I'm nervous they won't like me. More nervous that I won't like them. I'm getting sick of having family that I don't like. I've worked really really hard to like the family I know, with some moderate success. It's been some intense internal battles, and I have grown in incredible ways from having the family I have. But GOD, it's been a lot of work. And now...there is more family to meet. I guess I don't HAVE to keep in touch with them after this week. I mean, if we just really don't click, then we'll have that date and that time and those descriptions and characteristics and actions and feelings...and really we could just go on with our lives like nothing happened. It would be more like I was a boarder for a week, just passing through. There's no obligation to remember birthdays or to call or to track each other's lives. Because we've spent my whole life apart, they didn't even know I existed until a few years ago, so there's not like....god I don't know what this is like. I used to think that everyone's life is a bit fucked up and random like this, but I haven't seen this too often. There isn't a preforged path to read up on before I get on that train tomorrow. This is just me and my heart being brave and curious and ever so fucking hopeful that life is okay and that family is safe and loving and that I mean something to somebody. This is me feeling really frightened and awkward.

A few weeks ago, he dropped me a line to say he was coming in town, and did I want to meet up?
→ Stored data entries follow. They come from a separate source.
Issue #4829, opened 2026-07-15
Peer-detail/router telemetry: double-counted events, prior-size shown as event count, fabricated 0.000s predictions


sanity:
## Problem

The per-peer detail page (`server/home_page/peer_detail.rs`) and the router prediction plumbing behind it display several values that are miscounted, structurally pinned, or outright fabricated. Unlike a stat stuck at 0, these show **plausible numbers**, so they mislead rather than obviously fail.

Possibly related: #4239 (vega gateway's `success_events` stuck at 0) may be a symptom of the same plumbing.

## 1. "Global events" double-counts every timed success

`peer_detail.rs:71` — `total_events = rs.failure_events + rs.success_events`.

But `failure_events` (`router.rs:1312`) is `failure_estimator.len()`, which already receives an event for **every** outcome including timed `Success` (`router.rs:888`). `success_events` (`router.rs:1313`) is the strict subset fed only at `router.rs:883`. Router's own doc (`router.rs:1585-1587`) says `failure_estimator` "reflects total routing events".

Displayed value = `total + timed_successes`.

## 2. "This peer: ... N events" is pinned at exactly 10

`Adjustment::event_count()` returns `effective_count.round()` (`router/isotonic_estimator.rs:599-601`). `Adjustment::add` computes `effective_count = 1.0 + (1.0 - alpha) * effective_count` with `EWMA_ALPHA = 0.1` (`:35`) — a fixed point of **exactly 10.0**, approached from below, so it can never exceed 10. `IsotonicEstimator::fit` independently seeds `effective_count = ADJUSTMENT_PRIOR_SIZE` (= 10, `:165`) at `:260`.

**The pinning is structural, not cadence-driven.** Both terms — the fixed point and the prior seed — are independent of *when* refit runs, so the displayed value sits at ~10 regardless of refit cadence. Every peer with any adjustment displays exactly "10 events" regardless of true volume. The value is a shrinkage-prior effective sample size, not an event count, and should not be labeled "events".

[...]

PR #4832, opened 2026-07-15
fix(operations): record PUT/GET/UPDATE op_stats counters (#4828)

### LINKED ISSUE #4828: op_stats counters rotted: PUT failures never recorded, GET exhaustion unrecorded, small UPDATE broadcasts uncounted
## Problem

The dashboard's Operations card shows per-op-type `ok / fail` counters. Three of them are wrong in ways that make a broken node look idle or healthy. This is the **same bug class as #4009 / #4010**, already documented in `.claude/rules/bug-prevention-patterns.md` ("Manually-mirrored telemetry counters / dashboard providers"): a `record_*` mirror silently rots when the op path changes and the call site isn't re-wired.

**#4010 was only fixed for the two op types it named** (UPDATE and SUBSCRIBE, which now record every terminal outcome through `deliver_outcome` and carry source-scrape pin tests). PUT and GET regrew the same bug.

## 1. PUT failure counter is structurally stuck at 0

`operations/put/op_ctx_task.rs:285` and `:511` are the **only** two `record_op_result` calls in the PUT driver, and both pass a hardcoded `true`:

```rust
crate::node::network_status::record_op_result(
    crate::node::network_status::OpType::Put,
    true,        // <-- hardcoded
```

Both failure arms record nothing:
- `RetryLoopOutcome::Done((Err(cause), _))` at `:558` (the #4111 bypass path — real and reachable)
- `RetryLoopOutcome::Exhausted(cause)` at `:565` (retry budget burned)

So `op_stats.puts.1`, the red "fail" number at `server/home_page/cards.rs:1537`, can never be non-zero.

GET has a pin test against precisely this — `get/op_ctx_task.rs:4939` `record_op_result_reflects_host_result_outcome`, whose assertion text literally reads *"Unconditional `true` is the bug."* PUT has no equivalent pin.

## 2. GET exhaustion is recorded as neither success nor failure

`operations/get/op_ctx_task.rs:736` — the `Exhausted` arm publishes `ContractResponse::NotFound` and emits a terminal event, but never calls `record_op_result`. Only the `Done` arm (`:645`) records.

GET dead-ends are the dominant production `not_found` mode (see the placement/migration work), and they increment **neither** `gets.0` nor `gets.1`. This is an undercount rather than a dead counter: the `Done` arm's `host_result.is_ok()` gating does populate `gets.1` for terminal NotFound replies.

## 3. `updates_received` only counts streaming (>=64 KB) broadcasts

`operations/update/op_ctx_task.rs:1938` is the **sole** `record_update_received()` call site in the crate, and it sits inside `drive_relay_broadcast_to_streaming` (starts `:1732`).

The non-streaming twin `drive_relay_broadcast_to` (`:1057`-`:1412`) runs the identical apply-then-`if !changed` sequence (`:1268`, mirroring `:1933`) but never records. `broadcast_queue.rs:654` selects the non-streaming `BroadcastTo` for payloads below `streaming_threshold` (default 64 KB, `config.rs:238`), so **ordinary small deltas — the normal River case — are invisible**.

This matters because `cards.rs:1519-1525` renders `updates_received` as the *only* UPDATE number for subscriber nodes (its own comment: "Only received (common for subscriber nodes)"). An actively-receiving subscriber displays `0`.

Note `drive_relay_broadcast_to` *does* call `record_relayed_update()` (`:1379`), but that feeds `relayed_op_stats` (`network_status.rs:1029`), a different counter not rendered on the ops card.

## Suggested fix

1. PUT: pass the real outcome; record on both failure arms. Add the GET-style pin test.
2. GET: record a failure on the `Exhausted` arm.
3. UPDATE: record in `drive_relay_broadcast_to` alongside the streaming twin.

Per `bug-prevention-patterns.md`, each fix should carry a **source-scrape pin test** so the next migration that drops the call fails CI — that's the gap that let #4010 regrow here.

## Also: stale rustdoc on the audit-reference doc

`node/network_status.rs:753` lists "Current writers" and names `node.rs::report_result` for "legacy state-machine ops that still flow through `OpManager.ops.*`". `report_result` still exists (`node.rs:770`) but contains no `record_op_result` call, and the legacy mediator path is gone (per `crates/core/CLAUDE.md`). This is the exact doc `bug-prevention-patterns.md` points auditors at, so its staleness actively misleads the next audit.

[AI-assisted - Claude]

sanity:
## Problem

The dashboard Operations card showed three `op_stats` counters that made a broken node look idle or healthy. All three are the **#4009/#4010 bug class** documented in `.claude/rules/bug-prevention-patterns.md` ("manually-mirrored telemetry counters / dashboard providers") **regrown**: #4010 was fixed only for UPDATE and SUBSCRIBE — which now record every terminal outcome via `deliver_outcome` and carry source-scrape pin tests — while PUT and GET drifted back to the same defect.

**1. PUT failure counter structurally stuck at 0.** The only two `record_op_result` calls in the PUT driver sat in its *success* arms, both passing a hardcoded `true`. Every failure arm recorded nothing: the `Done((Err(cause), _))` #4111 bypass, `Exhausted(cause)`, and the `InfrastructureError` synthesis. So `op_stats.puts.1` — the red "fail" number at `server/home_page/cards.rs` — was **unreachable**: a node failing every PUT displayed zero failures.

**2. GET exhaustion recorded as neither success nor failure.** The `Exhausted` arm publishes `ContractResponse::NotFound` and emits a terminal event, but never called `record_op_result`; only the `Done` arm did. GET dead-ends are the dominant production `not_found` mode, so the ops card showed an idle-looking node while every GET failed.

**3. `updates_received` only counted streaming (>=64KB) broadcasts.** The sole `record_update_received()` call site in the crate was inside `drive_relay_broadcast_to_streaming`. The non-streaming twin `drive_relay_broadcast_to` runs the identical apply-then-`if !changed` sequence but never recorded. `broadcast_queue.rs` picks the non-streaming variant below `streaming_threshold` (default 64KB), so ordinary small deltas — the normal River case — were invisible, and `cards.rs` renders `updates_received` as the **only** UPDATE number for subscriber nodes.

## Solution

**PUT** — move recording out of the driver arms into `deliver_outcome`, with a `classify_put_outcome_for_op_stats` classifier. `run_client_put` -> `drive_client_put` -> `drive_client_put_inner` is the only call chain and `deliver_outcome` is called unconditionally on its result, so this single funnel sees *every* terminal outcome. This is UPDATE's #4010 fix shape — the one that did **not** rot. Gated on `!client_tx.is_sub_operation()` for parity with UPDATE/SUBSCRIBE (defensive; PUT has no sub-op entry points today).

**GET** — record an explicit `false` in the `Exhausted` arm. GET deliberately keeps arm-based recording rather than adopting the funnel: exhaustion publishes `Ok(HostResponse::…NotFound)` so that clients can distinguish "contract absent" from "operation failed", which means a `matches!(Publish(Ok(_)))` classifier would score a dead-end as a **success**.

**UPDATE** — record in `drive_relay_broadcast_to` too, after its `!changed` guard (matching the streaming twin: a broadcast that mutated nothing is not a received update). Note `drive_relay_broadcast_to` already called `record_relayed_update()`, but that feeds a different counter (`relayed_op_stats`), not the ops card.

**Pin tests close the CI gap** that let #4010 regrow here — each fix carries a source-scrape pin so a future migration that drops the call fails CI, per `bug-prevention-patterns.md`.

**Stale rustdoc** on `network_status::record_op_result` fixed: it named `node.rs::report_result` as a writer for "legacy state-machine ops that still flow through OpManager.ops.*", but that function contains no `record_op_result` call and the legacy mediator path is gone (see `crates/core/CLAUDE.md`). This is the doc `bug-prevention-patterns.md` points auditors at, so its staleness misled the next audit. The "Current writers" list now matches the five real production call sites exactly.

## Testing

Regression test written first, verified failing, then fixed, then verified passing — **fail-then-pass observed for all three defects**. The unfixed state was reproduced faithfully by splicing origin/main's production code (everything before `#[cfg(test)]`) with the new test module, which landed the bug on the exact reported lines.

Pin tests added:

| Test | Guards |
|---|---|
| `put::…::deliver_outcome_records_put_op_result` | `deliver_outcome` calls `record_op_result` with `OpType::Put`, a **derived** (not hardcoded `true`) success flag, and the sub-op gate |
| `put::…::put_driver_must_not_record_op_result_directly` | driver must not re-inline the call (double-count / partial-arm regression) |
| `put::…::classify_put_outcome_covers_all_variants` | pure-function coverage of every `DriverOutcome` variant |
| `get::…::exhausted_arm_records_get_failure` | Exhausted arm records `OpType::Get` with `false` |
| `update::…::both_broadcast_drivers_record_update_received` | **both** broadcast drivers record, each after its `!changed` guard |

Against the unfixed code all four source-scrape pins fail with their intended diagnostics; `classify_put_outcome_covers_all_variants` fails to compile (it covers the new classifier). With the fix, all 5 pass.

- `cargo test -p freenet --lib -- operations::put::op_ctx_task operations::get::op_ctx_task operations::update::op_ctx_task node::network_status` — **229 passed, 0 failed**
- `cargo fmt --check` clean
- `cargo clippy -p freenet --lib -- -D warnings` clean

Scope is limited to these three counters plus the rustdoc; SUBSCRIBE/CONNECT, the cards, and #4829/#4830 are untouched.

Fixes #4828

[AI-assisted - Claude]

### DIFF
--- a/crates/core/src/node/network_status.rs
+++ b/crates/core/src/node/network_status.rs
@@ -750,14 +750,36 @@ pub fn record_peer_disconnected(addr: SocketAddr) {
 /// the matching outcome. Forgetting a call site silently rots the
 /// counter (issue #4009 / #4010 prior incidents). Current writers:
 ///
-/// - `node.rs::report_result` for legacy state-machine ops (PUT/GET/
-///   UPDATE/SUBSCRIBE that still flow through `OpManager.ops.*`).
-/// - `operations/get/op_ctx_task.rs` `Done` arm (client-initiated GET).
-/// - `operations/put/op_ctx_task.rs` `Done` arm (client-initiated PUT).
+/// - `operations/get/op_ctx_task.rs` `Done` arm (client-initiated GET;
+///   success flag from `host_result.is_ok()`), its `Exhausted` arm
+///   (records a failure — exhaustion publishes `NotFound`, having
+///   delivered no state), AND `deliver_outcome`'s `InfrastructureError`
+///   arm (records a failure — the `Unexpected`/`InfraError` terminal
+///   outcomes publish a synthesized client `Err`). GET cannot fold the
+///   success/exhaustion arms into an outcome-shape classifier the way
+///   PUT/UPDATE do: a dead-end publishes `Ok(HostResponse::…NotFound)`,
+///   so `matches!(Publish(Ok(_)))` would score it as a success (#4828).
+/// - `operations/put/op_ctx_task.rs::deliver_outcome` (client-initiated
+///   PUT; covers all `DriverOutcome` variants).
 /// - `operations/subscribe/op_ctx_task.rs::deliver_outcome` (client-
 ///   initiated SUBSCRIBE; covers all `DriverOutcome` variants).
 /// - `operations/update/op_ctx_task.rs::deliver_outcome` (client-
 ///   initiated UPDATE; covers all `DriverOutcome` variants).
+///
+/// `node.rs::report_result` is NOT a writer: the legacy `OpEnum` /
+/// mediator path is gone (see `crates/core/CLAUDE.md`), every op runs a
+/// task-per-tx driver, and its `Ok` branch has nothing left to report.
+/// It was listed here until #4828 — a stale entry on the very doc this
+/// section points auditors at.
+///
+/// Prefer the `deliver_outcome` funnel shape where the driver's outcome
+/// type can express failure: it is the one that did NOT rot. Recording
+/// in individual driver arms is how #4828 regrew #4009/#4010 on PUT —
+/// the success arms carried a hardcoded `true` and every failure arm was
+/// simply forgotten, making `op_stats.puts.1` unreachable. Each op's
+/// call site is pinned by a source-scrape test in its `op_ctx_task.rs`
+/// test module; those pins are the CI gate against the next migration
+/// silently dropping the call.
 ///
 /// Internal-only operations are intentionally NOT recorded; counting
 /// them would inflate the user-facing counter with background traffic
@@ -798,7 +820,30 @@ pub fn record_op_result(op_type: OpType, success: bool) {
     }
 }
 
-/// Record a broadcast update received via subscription streaming.
+/// Record a broadcast update that was received and actually changed local
+/// state.
+///
+/// # Required call sites
+///
+/// Manually-mirrored counter. BOTH broadcast-apply drivers in
+/// `operations/update/op_ctx_task.rs` must call this, each after its
+/// `if !changed` early-return (a no-op re-broadcast is not a received
+/// update):
+///
+/// - `drive_relay_broadcast_to` (`BroadcastTo` — every payload BELOW
+///   `streaming_threshold`, i.e. the ordinary small-delta case).
+/// - `drive_relay_broadcast_to_streaming` (`BroadcastToStreaming` —
+///   payloads at/above the threshold, default 64 KB).
+///
+/// Until #4828 only the streaming twin recorded, so ordinary small deltas
+/// — the normal River case — were invisible and an actively-receiving
+/// subscriber showed 0 (`server/home_page/cards.rs` renders
+/// `updates_received` as the ONLY UPDATE number for subscriber nodes).
+/// Pinned by `both_broadcast_drivers_record_update_received`.
+///
+/// Distinct from [`record_relayed_update`], which counts relayed UPDATE
+/// *requests* toward the key (`relayed_op_stats`) and deliberately does
+/// NOT count broadcast fan-out.
 pub fn record_update_received() {
     if let Some(status) = NETWORK_STATUS.get() {
         if let Ok(mut s) = status.write() {
--- a/crates/core/src/operations/get/op_ctx_task.rs
+++ b/crates/core/src/operations/get/op_ctx_task.rs
@@ -768,6 +768,24 @@ async fn drive_client_get_inner(
                 None,
             )
             .await;
+            // Dashboard op_stats GET counter (issue #4828). Exhaustion
+            // delivered no state to the client, so it is a FAILED GET —
+            // record it explicitly as such. Before #4828 this arm recorded
+            // nothing, so a GET dead-end (the dominant production
+            // `not_found` mode) incremented NEITHER `gets.0` nor `gets.1`
+            // and the ops card showed an idle-looking node while every GET
+            // failed.
+            //
+            // This must stay an explicit `false` rather than moving to a
+            // `deliver_outcome` funnel the way PUT/UPDATE do: the arm
+            // publishes `Ok(HostResponse::…NotFound)` so that clients can
+            // distinguish "contract genuinely absent" from "operation
+            // failed", which means a `matches!(Publish(Ok(_)))` classifier
+            // would score a dead-end as a SUCCESS.
+            crate::node::network_status::record_op_result(
+                crate::node::network_status::OpType::Get,
+                false,
+            );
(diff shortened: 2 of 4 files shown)


sanity:
## Parking this PR — NAT Validation is red and the cause is unresolved

Not merging this. Documenting the state so the next person doesn't re-derive it.

### The failure

CI job "NAT Validation" (a job in `ci.yml`) fails on this branch:

```
test_nat_subscription_cross_peer_update_via_docker_nat  -- TRY 3 FAIL
Subscriber peer (peer0, behind NAT) should have received the 'cross-peer-nat-node'
key set by a DIFFERENT NAT peer (peer1) via gateway-relayed downstream subscription.
Delivery requires the gateway to have registered peer0 by its NAT-observed source_addr.
Got keys: []
Summary [217.220s] 2 tests run: 1 passed, 1 failed, 15 skipped
```

Failed **all 3** nextest retries, so a one-off flake is unlikely on its face.

### What the evidence says (and doesn't)

**Points at this branch:** NAT Validation is green on 8 recent runs across 5 branches (`refactor/4811-refit-in-add-event` x2, `fix/4813-flaky-delegate-count`, `fix/wasm-module-cache-eviction`, `fix/4810-predictor-training-freeze` x2, and two merge-queue runs). It is red only here.

**Weakens that:** none of those green branches touch `operations/put` or `operations/update`. This PR is the only recent one touching the paths the test exercises, so the green runs may simply not exercise a regression. NAT Validation is also **skipped on main pushes** (path-filtered), so there is no main baseline to diff against.

**Argues against causation:** all three changes are telemetry-only and none alter control flow. `record_update_received()` is a single `saturating_add` behind a non-panicking `if let Ok(status.write())`, placed after the existing `!changed` guard, and its streaming twin `drive_relay_broadcast_to_streaming` has always made the identical call on the same path without issue.

### Unresolved hypotheses, for whoever picks this up

1. **Non-reentrant lock deadlock (my leading suspicion, NOT verified).** `record_update_received` / `record_op_result` take `NETWORK_STATUS.write()`. `std::sync::RwLock` is not reentrant, so if anything up the broadcast call chain already holds a read/write guard on the same lock on the same thread, the new call deadlocks — a stalled broadcast yields exactly "Got keys: []". The check is to compare the lock context at the new call site against the streaming twin's; if they differ, that difference is the bug.
2. **Scheduler-perturbation lottery.** #4821 just demonstrated this failure mode in this repo: deleting a 2-line `task_monitor.register(...)` that never fires reproduced a Simulation failure purely by perturbing the tokio scheduler and moving the seeded RNG stream. Added lock acquisitions could perturb timing similarly. Caveat: this test is Docker e2e, not a seeded sim, so the precedent may not transfer.
3. **The PUT `deliver_outcome` refactor changed real behaviour.** The test has peer1 *set* the key peer0 must receive, so the PUT path is directly involved. Worth confirming `deliver_outcome` really is called exactly once per terminal outcome.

I have written this before. I have written this in a journal nearly a decade ago, when my biological father first called me on the phone. I wasn't home, and he left a message. I remember going numb. Stumbling into my bedroom and staring out at the pine tree outside the window of my Tallahassee apartment. I remember dropping back onto the bed, struggling to breathe. My heart was clutched with something warm and intense. It knew. It knew that This. Was. Huge. Huge and ultimately healing. It was excited to grow, regardless of whether it was into or past a relationship with this man, it was excited to grow out of the festering shithole of worthlessness it had been moping around in for 19 years. This man cared about me enough to pick up the phone and arrange a meeting. My God, did that just mean the entire world to me. I can't explain this incredible feeling of acceptance, of belonging, of beleiving, even for a second, that you're worth something to someone who is really important to you for reasons you can't explain and shouldn't have to.

I don't know what happened. I guess we just didn't click. I haven't heard from him in nine years.

But now there's Bobby. And Aunt Nancy. And Uncle Bob. And a girl cousin with her girl kids. And they are inherently different than my biological father and from each other. And I am willing to have no expectations of them. And I am willing to have this part of my life, the invisible family part with the victimology attached to it, die and fall away. I am willing to replace it with some memories of joy and surprise. I am willing to be whole, all on my own.

Ok. Now I am willing to pack for this adventure.